▶ [Task instructions]:
Look through the records, and whenever a line includes the word "improvement", copy it.

(Entries supplied begins)

PR #141, opened 2023-01-26
[HTML] Make tooltips appear on the bottom of buttons

kbeyls:
... rather than to the left, so that a tooltip is less likely to hide other buttons.

However, for this first button ("toggle TOC"), this does not seem to be working: the tooltip continues to be shown on the right hand side, i.e. over the other buttons.

I could not find a way to change the behaviour.
Overall, this still is an improvement for the other buttons.

- - -
This change is [Reviewable](https://reviewable.io/reviews/llsoftsec/llsoftsecbook/141)

### DIFF
--- a/theme/html/pandoc_template.html
+++ b/theme/html/pandoc_template.html
@@ -56,19 +56,22 @@ $-- Implement the button row at the top of the screen.
      class="navbar navbar-light bg-light">
   <div class="container-fluid">
     <div> $-- div is needed to keep the buttons in it next to each other.
-    <button type="button"
+    <a role="button"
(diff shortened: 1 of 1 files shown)


JLouisKaplan-Arm (approved):
Thanks Kristof - seems like a good improvement!

> *[Reviewable](https://reviewable.io/reviews/llsoftsec/llsoftsecbook/141#-:-NMj_iSQ0lZOXA35mlK7:b40bw8)* status: :shipit: complete! all files reviewed, all discussions resolved (waiting on @kbeyls)

PR #146, opened 2023-01-31
[HTML] Add a "report issue" button.

kbeyls:
I hope this will make it easier for readers to report issues they see in the content of the book. I hope it will also make it more likely for readers to report the issues they see.

- - -
This change is [Reviewable](https://reviewable.io/reviews/llsoftsec/llsoftsecbook/146)

### DIFF
--- a/theme/html/pandoc_template.html
+++ b/theme/html/pandoc_template.html
@@ -69,6 +69,12 @@ $-- Implement the button row at the top of the screen.
       data-bs-toggle="tooltip" data-bs-title="Github repo"
       href="$github-repo$">
       <i class="bi bi-github"></i></a>
+    <a id="open-issue-button"
+      class="btn btn-sm btn-outline-primary" role="button"
+      data-bs-placement="bottom"
+      data-bs-toggle="tooltip" data-bs-title="Report issue"
+      href="$github-repo$/issues/new?title=Issue%20summary&body=Your%20issue%20content%20here.">
+      <i class="bi bi-lightbulb"></i></a>
     <a id="view-source-button"
       class="btn btn-sm btn-outline-primary" role="button"
       data-bs-placement="bottom"


kbeyls (commented):
> *[Reviewable](https://reviewable.io/reviews/llsoftsec/llsoftsecbook/146#-:-NN6dCIv3S00gjrfegz5:btoi9ek)* status: 0 of 1 files reviewed, all discussions resolved (waiting on @g-kouv and @JLouisKaplan-Arm)

JLouisKaplan-Arm (approved):
The change itself looks good to me, though I can't decide if it's excessive to have both a GitHub and a 'report issue' button?

In favour of having it - not everyone is familiary with GitHub UI so it will be more intuitive.

Happy either way, let's see what @g-kouv thinks

> *[Reviewable](https://reviewable.io/reviews/llsoftsec/llsoftsecbook/146#-:-NN8vGBO-8DXfmKyA5Oy:bfn2930)* status: :shipit: complete! all files reviewed, all discussions resolved (waiting on @g-kouv)

kbeyls:
> The change itself looks good to me, though I can't decide if it's excessive to have both a GitHub and a 'report issue' button?
> 
> In favour of having it - not everyone is familiary with GitHub UI so it will be more intuitive.

Adding this would result in having 3 github-related buttons: "go to repo", "suggest an edit" and "report an issue".
We could make this one "github" dropdown button, with the 3 actions in the dropdown.
However, I'm wondering if "hiding" the "report an issue" in a dropdown would result in a reader being slightly less likely to discover that there is an easy way to report an issue... If only I knew more about UX design...
An example of a project using a "github dropdown" is https://jupyterbook.org/en/stable/intro.html.

I'm also thinking that if there was a nice way to have a "report an issue/suggest an improvement" next to the text, that might be useful too. For example, what if we had the button appear in the sidenote area, once per section? I guess that would probably be too much. But maybe have it appear next to the "get link" when you hover over a section title might be an OK balance?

(Entries supplied ends)

▶ [Written response]:
Overall, this still is an improvement for the other buttons.
Thanks Kristof - seems like a good improvement!
I'm also thinking that if there was a nice way to have a "report an issue/suggest an improvement" next to the text, that might be useful too. For example, what if we had the button appear in the sidenote area, once per section? I guess that would probably be too much. But maybe have it appear next to the "get link" when you hover over a section title might be an OK balance?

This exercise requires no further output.